Michael helped me to the doctor, where I was prescribed a very simple remedy: eat. The problem was that my stomach was shrunken to a fraction of its proper size, and the addictive cycle of self-starvation had entrenched itself and would require a change in my thinking and my entrenched behavioural patterns.
Rather than waiting for me to change, Michael banked on it and married me when I was still too thin. We have pictures of us together; Michael in a jean shirt, broad-shouldered and strong with a muscled arm around me—a withered waif. His faith in me paid big dividends— only weeks into our marriage I started eating normally. Photos from the next era feature Michael with a rounded, rosy-cheeked version of me. The pictures testify to the ultimate effect of unconditional love.
The knowledge that one is loved acts like a balm upon the deepest recesses of the heart.
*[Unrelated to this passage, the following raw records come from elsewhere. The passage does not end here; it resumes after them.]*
PR #1302, opened 2024-10-09
feat: check if data-dir is a symlink

ricardomaraschini:

data directory can't be a symlink, we have decided to fail if this is the case.


ricardomaraschini:
Replaced by https://github.com/replicatedhq/embedded-cluster/pull/1308

PR #1318, opened 2024-10-14
feat: detect if a mitm proxy is being used in host preflights

adamancini:

```release-note

```


kinds/apis/v1beta1/runtimeconfig_types.go
```diff
@@ -26,6 +26,12 @@ type RuntimeConfigSpec struct {
 	AdminConsole AdminConsoleSpec `json:"adminConsole,omitempty"`
 	// LocalArtifactMirrorPort holds the Local Artifact Mirror configuration.
 	LocalArtifactMirror LocalArtifactMirrorSpec `json:"localArtifactMirror,omitempty"`
+
+	// Proxy holds the proxy configuration.
+	Proxy *ProxySpec `json:"proxy,omitempty"`
```
emosbaugh, line 31: Ultimately this does belong here but I think a refactor must first be done by our team

kinds/apis/v1beta1/runtimeconfig_types.go
```diff
@@ -26,6 +26,12 @@ type RuntimeConfigSpec struct {
...
+
+	// Private CA holds a path to a trusted private CA certificate PEM file.
+	PrivateCA string `json:"privateCA,omitempty"`
```
emosbaugh, line 34: this will not be compatible with prior versions of the product but i think that is ok since it is a new feature.

you will need to set this via the install command. this will also require you to update kots with the latest kinds which means a kinds release is required. i can help with that when ready.

pkg/defaults/provider.go
```diff
@@ -187,3 +187,38 @@ func (d *Provider) AdminConsolePort() int {
...
+	}
+	return ""
+}
+
+func (d *Provider) NoProxy() string {
+	if d.runtimeConfig != nil && d.runtimeConfig.Proxy != nil {
+		return d.runtimeConfig.Proxy.NoProxy
+	}
+	return ""
+}
```
emosbaugh, line 217: remove this

cmd/embedded-cluster/preflights.go
```diff
@@ -150,13 +150,13 @@ var joinRunPreflightsCommand = &cli.Command{
 			return fmt.Errorf("embedded cluster version mismatch - this binary is version %q, but the cluster is running version %q", versions.Version, jcmd.EmbeddedClusterVersion)
 		}
 
-		setProxyEnv(jcmd.InstallationSpec.Proxy)
-		proxyOK, localIP, err := checkProxyConfigForLocalIP(jcmd.InstallationSpec.Proxy, c.String("network-interface"))
+		setProxyEnv(jcmd.InstallationSpec.RuntimeConfig.Proxy)
```
emosbaugh, line 153: revert all changes in this file back to using `jcmd.InstallationSpec.Proxy`

cmd/embedded-cluster/join.go
```diff
@@ -202,13 +202,13 @@ var joinCommand = &cli.Command{
 			return fmt.Errorf("embedded cluster version mismatch - this binary is version %q, but the cluster is running version %q", versions.Version, jcmd.EmbeddedClusterVersion)
 		}
 
-		setProxyEnv(jcmd.InstallationSpec.Proxy)
-		proxyOK, localIP, err := checkProxyConfigForLocalIP(jcmd.InstallationSpec.Proxy, c.String("network-interface"))
+		setProxyEnv(jcmd.InstallationSpec.RuntimeConfig.Proxy)
```
emosbaugh, line 205: revert all changes in this file back to using `jcmd.InstallationSpec.Proxy`

cmd/embedded-cluster/install.go
```diff
@@ -161,6 +161,11 @@ func RunHostPreflights(c *cli.Context, provider *defaults.Provider, applier *add
 		K0sDataDir:              provider.EmbeddedClusterK0sSubDir(),
 		OpenEBSDataDir:          provider.EmbeddedClusterOpenEBSLocalSubDir(),
 		SystemArchitecture:      runtime.GOARCH,
+		PrivateCA:               provider.PrivateCA(),
+		HTTPProxy:               provider.HttpProxy(),
+		HTTPSProxy:              provider.HttpsProxy(),
+		ProvidedNoProxy:         provider.ProvidedNoProxy(),
+		NoProxy:                 provider.NoProxy(),
```
emosbaugh, line 168: are you able to use the `proxy *ecv1beta1.ProxySpec` arg instead rather than the provider?

emosbaugh (changes requested):

cmd/embedded-cluster/preflights.go
adamancini: done

cmd/embedded-cluster/join.go
adamancini: done

kinds/apis/v1beta1/runtimeconfig_types.go
adamancini: ack

pkg/defaults/provider.go
adamancini: done

cmd/embedded-cluster/install.go
adamancini: yeah, that seems to work

kinds/apis/v1beta1/runtimeconfig_types.go
adamancini: @emosbaugh is it expected that a user might pass multiple CA arguments to the installer?  I see that in https://github.com/replicatedhq/embedded-cluster/blob/mitm-proxy-preflight/cmd/embedded-cluster/install.go#L817 we parse the install command and build a map that might hold multiple CA files - I might need to go back to the collector code to make sure that the collector can import more than one

adamancini: thinking something like https://github.com/replicatedhq/embedded-cluster/pull/1318/files#diff-998cd2ce861bc777f6423c98894319d4fa0137fdefef5a3e0bf6987c4ed6d4b2R621 I can use to get just the paths and then pass the paths as a list

emosbaugh: it looks like they can pass multiple. i think that makes sense.

kinds/apis/v1beta1/runtimeconfig_types.go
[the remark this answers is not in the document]
adamancini: yep, thats been removed in my latest

adamancini:
@emosbaugh at https://github.com/replicatedhq/embedded-cluster/blob/mitm-proxy-preflight/cmd/embedded-cluster/install.go#L165 I can try to access the proxy variables from `proxy` that gets passed in, but if those are blank then I get segfaults when trying to put this struct together - is there a better way to do that than simply checking each `proxy.HTTPProxy`, `proxy.HTTPSProxy`... 

I tried doing this as a test

```
	data := preflights.TemplateData{
		ReplicatedAPIURL:        replicatedAPIURL,
		ProxyRegistryURL:        proxyRegistryURL,
		IsAirgap:                isAirgap,
		AdminConsolePort:        provider.AdminConsolePort(),
		LocalArtifactMirrorPort: provider.LocalArtifactMirrorPort(),
		DataDir:                 provider.EmbeddedClusterHomeDirectory(),
		K0sDataDir:              provider.EmbeddedClusterK0sSubDir(),
		OpenEBSDataDir:          provider.EmbeddedClusterOpenEBSLocalSubDir(),
		SystemArchitecture:      runtime.GOARCH,
		PrivateCA:               "",
		HTTPProxy:               "",
		HTTPSProxy:              "",
		ProvidedNoProxy:         "",
		NoProxy:                 "",
	}
```

and that passes the point where I would have segfaulted

emosbaugh:
you need to run the following to pass ci

```
make -C kinds generate
make -C operator manifests
```

cmd/embedded-cluster/install.go
```diff
@@ -638,6 +649,15 @@ func validateAdminConsolePassword(password, passwordCheck string) bool {
...
 }
 
+// return only the first private CA path for now - troubleshoot needs a refactor to support multiple CAs in the future
+func getPrivateCAPath(c *cli.Context) string {
+	privateCA := ""
+	if len(c.StringSlice("private-ca")) > 0 {
+		privateCA = c.StringSlice("private-ca")[0]
+	}
+	return privateCA
+}
```
laverya, line 659: This won't work on joins - I think you'll need to add the CAs to the preflight inputs

operator/charts/embedded-cluster-operator/Chart.yaml
```diff
@@ -1,9 +1,8 @@
-# DEVELOPMENT USE ONLY! THIE FILE IS NOT USED FOR DEPLOYS!
 apiVersion: v2
 name: embedded-cluster-operator
 description: Embedded Cluster Operator
 type: application
-version: 0.0.0
+version: 1.16.0+k8s-1.30-24-g21dbb2dc
```
laverya, line 5: this should be reverted

operator/charts/embedded-cluster-operator/values.yaml
```diff
@@ -9,8 +8,8 @@ embeddedBinaryName: v0.0.0
 embeddedClusterID: 123456789
 
 image:
-  repository: replicated/embedded-cluster-operator-image-staging
-  tag: 0.0.8
+  repository: ttl.sh/ada/embedded-cluster-operator-image
+  tag: 1.16.0-k8s-1.30-24-g21dbb2dc
```
laverya, line 12: this should be reverted too

pkg/addons/embeddedclusteroperator/static/metadata.yaml
```diff
@@ -5,16 +5,16 @@
 # $ make buildtools
 # $ output/bin/buildtools update addon <addon name>
 #
-version: 1.12.1+k8s-1.29
-location: oci://proxy.replicated.com/anonymous/registry.replicated.com/library/embedded-cluster-operator
+version: 1.16.0+k8s-1.30-24-g21dbb2dc
+location: oci://proxy.replicated.com/anonymous/ttl.sh/ada/embedded-cluster-operator
```
laverya, line 9: this should be reverted three

pkg/preflights/template.go
```diff
@@ -82,5 +87,7 @@ func renderTemplate(spec string, data TemplateData) (string, error) {
 	if err != nil {
 		return "", fmt.Errorf("execute template: %w", err)
 	}
+
+	fmt.Printf("%+v\n", buf.String())
```
laverya, line 91: this looks like it was included for debugging and should not make it to prod

laverya (dismissed):

laverya (approved):

laverya (approved):

emosbaugh (approved):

It soothes and comforts away the loneliness that dogs our steps.
But love is also what C S Lewis terms a “lord of terrible aspect,” because as it draws the soul into intimacy, it requires the highest price—the giving up of selfcentred isolation with its many twisted indulgences.
Because of the love of the man who is now my husband of 27 years, I found healing from anorexia—a disorder that has the highest rate of fatality of any psychological disease.
I owe Michael my life. In truth, I owe my life to God, who loved me through Michael and continues to love me in spite of my failings.